1. Data Recovery: The Great Backfill

We needed to populate those 1719 missing embeddings. We leveraged an existing internal admin endpoint: POST /api/v1/admin/backfill-embeddings. This endpoint orchestrates the entire embedding process:

Decrypting sensitive keys.
Calling the OpenAI API to generate embeddings.
Executing a direct $executeRaw UPDATE query to store the vector in pgvector.

The backfill ran in three rounds. Why three? Because even OpenAI, a robust service, can experience transient 500 errors. This highlighted another area for improvement. In the end, all 1719 embeddings were successfully populated, bringing our workflow insights back to life.

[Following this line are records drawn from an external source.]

PR #2387, opened 2019-04-13
Make info line non-modifiable

matze:
Otherwise, a text cursor is visible and the user can drag and drop the text with mouse.

P.S.: I wasted most of the time on fixing the unpleasant situation with the rawspeed submodule …


TurboGit:
Sounds good. Thanks!

PR #2389, opened 2019-04-13
add error messages to colorin

edgardoh:
Add some fprintf() to colorin, we want those errors on the console.


TurboGit:
Looks good, thanks.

2. System Fortification: Retries and Robust Logging

To prevent future silent failures and handle transient external API issues, we implemented several key improvements:

OpenAI API Retry Logic: We added a robust retry mechanism to our openaiEmbed() service. Now, any 5xx or 429 (Too Many Requests) errors from OpenAI trigger 3 retries with exponential backoff (1s, 2s, 4s). This significantly improves the reliability of our embedding generation.

typescript

// src/server/services/embedding-service.ts (simplified)
async function openaiEmbed(text: string): Promise<number[]> {
    const maxRetries = 3;
    let attempt = 0;
    while (attempt < maxRetries) {
        try {
            const response = await openai.embeddings.create({
                model: "text-embedding-ada-002",
                input: text,
            });
            return response.data[0].embedding;
        } catch (error: any) {
            if (error.response?.status === 500 || error.response?.status === 429) {
                const delay = Math.pow(2, attempt) * 1000; // Exponential backoff
                console.warn(`OpenAI API error (${error.response.status}). Retrying in ${delay / 1000}s...`);
                await new Promise(resolve => setTimeout(resolve, delay));
                attempt++;
            } else {
                throw error; // Re-throw other errors immediately
            }
        }
    }
    throw new Error("Failed to get OpenAI embedding after multiple retries.");
}

Enhanced Embedding Write Logging: The "silent failure" was the most painful aspect of this bug. To combat this, we added explicit success logging to all three critical embedding write paths:
- src/server/services/insight-persistence.ts
- src/server/services/pipeline-insight-extractor.ts
- src/server/services/discussion-knowledge.ts
Now, our logs clearly state [service-name] Embeddings: X/Y written, providing immediate visibility into whether embeddings are truly being persisted. This closes the loop on observability, ensuring our application logs accurately reflect the database's state.
Cleanup: We also removed some old test scripts from the production container, tidying up our deployment.

Lessons Learned

This debugging session offered valuable insights into building resilient data pipelines:

Observability at the Data Layer is Paramount: Relying solely on application-level success messages can be misleading. Always verify data integrity at the persistence layer, especially for critical data like embeddings. Robust logging that confirms writes to the database is crucial.
Schema Evolution is Tricky: Be extremely cautious with database schema changes, especially when multiple tools (like Prisma and raw SQL scripts) interact with the DDL. Subtle interactions can lead to unexpected column states.
Expect Transient Failures: External APIs, no matter how reliable, will have transient issues. Implementing retry logic with exponential backoff is a non-negotiable for any system relying on third-party services.
Admin Tools are Lifesavers: Having an accessible admin endpoint for data backfills or re-processing is invaluable for disaster recovery and data hygiene.

The Road Ahead

With the fixes in place, our immediate next steps include:

Deploying the retry logic and enhanced logging to production.
Verifying the deployment by monitoring new insights for successful embedding writes.
Considering scheduled periodic backfills or health checks to proactively catch any future embedding gaps.

This journey through the missing embeddings reinforced the importance of meticulous debugging, robust error handling, and comprehensive observability. Our pgvector database is now healthier, and our workflow insights are flowing smoothly once more.